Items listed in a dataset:
-- Opening Marker --

PR #24825, opened 2024-09-21
Remark FitInside() must be called after adding or removing elements

wh11204:
If you do not call sizer->FitInside() then the scroll bars will not be updated.


vadz:
Thanks, I'll apply this, but we need to also stop mentioning not existing since a very long time (deprecated back in f944aec0cf (removed SetVirtualSizeHints() and related code, 2007-12-15)!) `SetVirtualSizeHints()`, as it's very confusing...

PR #24826, opened 2024-09-22
Fix toast events in wxMSW

vadz:
Replaces #24341.


lanurmi:
Confirmed: this fixes the issue.

Issue #24625, opened 2024-06-19
Very thick wxSearchCtrl border in the dark mode


DueTo250:
wxSearchCtrl  have a very thick border in the dark mode. Also, the magnifier icon looks so fat
![search-box-dark](https://github.com/wxWidgets/wxWidgets/assets/173275846/5234e6b4-cfe8-4146-ac97-9257559ad044)

OS: Windows 11 23H2

vadz:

-- Closing Marker --

▶ [Description of the task]
Count lines, not occurrences. State how many lines of the entries contain the word "dark", and add nothing.

▶ [Answer]
3